Islamic Sharia-based firms on the rise worldwide

KUWAIT CITY (KUNA):

 

 Companies that follow Islamic Sharia (Islamic Law), in their transactions are slowly becoming the focus of portfolio and investment fund managers, as well as small investors. This is due to the fact that these companies have been able to challenge other traditional companies as well as being able to compete with their other Sharia-following counterparts. Companies that work in accordance with Islamic Sharia use the Islamic Law in their everyday transactions, and must contain a special Sharia Supervisory Board as part of an Administrative Structure, with the chief function of monitoring corporate financial statements. Functionality of these corporations must be based on criteria related to their financial statements and must be, most importantly “Halal”, which means permitted for the use of Muslims.
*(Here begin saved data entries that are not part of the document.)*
Issue #1849, opened 2019-11-20
[Bug] DisallowedImageHeapObjectFeature suggests incorrect option


aguibert:
Currently if native image fails due to a disallowed image in the heap, we get an error message like this:
```
com.oracle.svm.core.util.UserError$UserException: Detected a started Thread in the image heap. 
Threads running in the image generator are no longer running at image run time. Object has been 
initialized without the native-image initialization instrumentation and the stack trace can't be tracked. 
The object was probably created by a class initializer and is reachable from a static field. You can 
request class initialization at image run time by using the option 
--initialize-at-build-time=<class-name>. Or you can write your own initialization methods and call 
them explicitly from your main entry point.
```

The message incorrectly suggests using the `--initialize-at-build-time=<class-name>` option in order to initialize a class at run time. Instead, it should be suggesting the `--initialize-at-run-time=<class-name>` option.

This issue was acknowledged here: https://github.com/oracle/graal/issues/1669#issuecomment-529870061 but it looks like it has been forgotten, so I thought I'd raise an issue to track it

Should be a quick fix to this line:
https://github.com/oracle/graal/blob/92fcb5847cee89dffac156f0c6d850bccb7aadd5/substratevm/src/com.oracle.svm.hosted/src/com/oracle/svm/hosted/image/DisallowedImageHeapObjectFeature.java#L129
But I can't sign the OCA to propose the fix on my own.

PR #1854, opened 2019-11-21
Fix the error message in DisallowedImageHeapObjectFeature to refer to initialize-at-run-time instead of initialize-at-build-time

jaikiran:
Fixes https://github.com/oracle/graal/issues/1849.

The commit here fixes the error message printed out by `DisallowedImageHeapObjectFeature`.


vjovanov:
Thanks, I have one more of these coming soon.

Companies should prevent methods of financial dealing that are forbidden to the Islamic religion, especially usury, which is the lending of money on interest-based profit, as well as the dealing of items prohibited by Islam like alcoholic beverages, pork, gambling activities, etc.
The debt-to-income ratio (DTI) for these companies should not exceed 30 percent of the value of assets, the liquidity ratio should exceed 40 percent of their bank balance and debts, and the bank deposits revenue should not exceed five percent of the total revenues. Therein lies the feasibility of investment with these corporations which prohibit loans more than one third of their capital, which attributes the fact that these loans increase the burden of finance as well as their Cash And Cash Equivalents (CCE) and if exceeding 40 percent, could most likely face a problem in the exploitation of cash surpluses.
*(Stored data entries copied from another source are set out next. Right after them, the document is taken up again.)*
PR #1881, opened 2019-11-25
Keeping tailored jar files as resources

ziyilin:
This patch has two major contributions:
1. When getResource methods(_java.lang.ClassLoader.getResource, java.lang.ClassLoader.getSystemResource, java.lang.ClassLoader.getResourceAsStream, java.lang.ClassLoader.getSystemResourceAsStream, java.lang.ClassLoader.getResources, java.lang.ClassLoader.getSystemResources, java.lang.System.getResource, java.lang.System.getResourceAsStream_) get resources from a jar file, reserve a tailored jar file in file system and ship it together with the executable native image file. It keeps compatible with tradational Java behavior. 
**-Dsvm.resources.jarLocation=** gives the preserve location, and the default value is resources/jars.
**-Dsvm.resource.preserveJarRes=true** to enable this patch, by default its false.

    Jar file is tailored to keep 1) non-class files and 2) class files that are explicitly declared as resource in getResource methods.
    The URL protocols returned by getResource methods in Java, SVM and this patch are listed in the following table:

Resource locations | Protocol in Java |Protocol in SVM | Protocol in this patch|
---------- |-----------|-------|-------- |
In directory| file: | resource: | resource:
In Jar | jar:file: | resource: | jar:file:

  We developed this patch because we use the result of getResource as an index to search the containing jar file for other configuration files. It's too expensive to modify all of such usage.

2. Fixes a bug: no inner class is matched using resource config file generated by native agent.
 The agent generates resource config file with resource's actual name, but that name is used as a regular expression during build time. So the "$" in inner class is taken as an end of line.

The test case [jarResTest.zip](https://github.com/oracle/graal/files/3885252/jarResTest.zip) can verify this patch.

### DIFF
--- a/substratevm/src/com.oracle.svm.core/src/com/oracle/svm/core/hub/DynamicHub.java
+++ b/substratevm/src/com.oracle.svm.core/src/com/oracle/svm/core/hub/DynamicHub.java
@@ -638,15 +638,13 @@ public final class DynamicHub implements JavaKind.FormatWithToString, AnnotatedE
     @Substitute
     private InputStream getResourceAsStream(String resourceName) {
         final String path = resolveName(getName(), resourceName);
-        List<byte[]> arr = Resources.get(path);
-        return arr == null ? null : new ByteArrayInputStream(arr.get(0));
+        return getClassLoader0().getResourceAsStream(path);
     }
 
     @Substitute
     private URL getResource(String resourceName) {
         final String path = resolveName(getName(), resourceName);
-        List<byte[]> arr = Resources.get(path);
-        return arr == null ? null : Resources.createURL(path, arr.get(0));
+        return getClassLoader0().getResource(path);
     }
 
     private String resolveName(String baseName, String resourceName) {
--- a/substratevm/src/com.oracle.svm.core/src/com/oracle/svm/core/jdk/JarResourcePreserver.java
+++ b/substratevm/src/com.oracle.svm.core/src/com/oracle/svm/core/jdk/JarResourcePreserver.java
@@ -1,0 +1,171 @@
+/*
+ * Copyright (c) 2019 Alibaba Group Holding Limited. All Rights Reserved.
+ * DO NOT ALTER OR REMOVE COPYRIGHT NOTICES OR THIS FILE HEADER.
+ *
+ * This code is free software; you can redistribute it and/or modify it
+ * under the terms of the GNU General Public License version 2 only, as
+ * published by the Free Software Foundation. Alibaba designates this
+ * particular file as subject to the "Classpath" exception as provided
+ * by Oracle in the LICENSE file that accompanied this code.
+ *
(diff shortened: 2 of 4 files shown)


ziyilin:
> Hello cengfeng.lzy, thanks for contributing a PR to our project!
> We use the Oracle Contributor Agreement to make the copyright of contributions clear. We don't have a record of you having signed this yet, based on your email address cengfeng -(dot)- lzy -(at)- alibaba-inc -(dot)- com. You can sign it at that link.

I'm from Alibaba inc.. We have signed the OpenJDK OCA at company level. Please take a check, thanks.@graalvmbot

christianwimmer:
The benefit of a native image is that the output is a single self-contained binary where all dependencies are linked in statically. Loading resources at run time from a secondary .jar file makes it more complicated to distribute the binary.

Why do you think that embedding the information directly into the native image is not sufficient?

ziyilin:
This requirement is from our practical scenario. The following code snippet is extracted from our production code:
```
Enumeration<URL> urls = appClassLoader
.getResources("META-INF/MANIFEST.MF");
while (urls.hasMoreElements()) {
    URL url = urls.nextElement();
    if (ResourceUtils.isJarURL(url)) {
        try {
            URLConnection con = url.openConnection();
            Assert.isInstanceOf(JarURLConnection.class, con);
            JarURLConnection jarCon = (JarURLConnection) con;
            JarFile jarFile = jarCon.getJarFile();
            //Retrieve Spring configurations from jar file
            retrieveSpringConfigs(jarFile);
         }
        catch (Throwable t) {
            throw new RuntimeException(t);
        }
    }
}
```
The result from getResource method is used as an index to locate the jar file, and the acutal purpose is to retrieve something else from certain jar files.  Such usage is quite common in our program, and current embeded resource mechanism cannot fulfill the requirement.

However, the best approach to support such requirement would be embedding jar files into the single binary executable file but keep the JDK API unchanged.  We are looking for the possible solution, too.

christianwimmer:
> However, the best approach to support such requirement would be embedding jar files into the single binary executable file but keep the JDK API unchanged.

I agree with that. We are currently working on better `ClassLoader` support (the first PRs are integrated, see https://github.com/oracle/graal/commit/5bd27d29a4cf434238de7fb2bfb208d82bd7d534). Now that we have proper `ClassLoader` objects in the image heap, you can implement a proper URL protocol that accesses a virtual file system that is populated at image build time and can be accessed at run time. If you start working on that, please create an issue where you explain the design you want to implement, and coordinate with @cstancu so that we do not duplicate any work.

In the meantime, I don't think we should merge this PR because it does not provide a good user experience.

ziyilin:
> you can implement a proper URL protocol that accesses a virtual file system that is populated at image build time and can be accessed at run time

This is what exactly comes out in my mind at the very beginning, but didn't implement it due to project schedule.  I'll see how to make it happen.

The non-exceeding five percent revenues on the bank statement reserve unused cash, are updated on a quarterly basis, taking into account these companies are in full working order and are functioning in a professional manner. These strict debt and lending measures, as well as the increasing number of Sharia-compatible companies around the world, make them the target they are today, adding to their growth regionally and internationally. The risks of investing in Sharia-compatible companies are those commonly associated with investment in traditional companies, in addition to geographical risks that are subject to market fluctuations.

That is why it is important for investors in Sharia-based corporations, to reallocate their assets to stable markets that guarantee steady investment. Market-analyzers across the Gulf Cooperation Council (GCC) states have grown to regard investment with these companies as a bonus, especially amongst increasing trade with their traditional counterparts. This has led to a huge rise in the number of stocks from Sharia-compatible companies in GCC stock markets. The Kuwaiti Stock Exchange recorded 90 out of 195 listed Sharia-compatible companies, which means 46 percent of all listed companies in Kuwait. It seems as if the future is heading towards a rise in the number of these Islamic institutions which have in-turn, led many traditional investment companies, to transform into Islamic firms.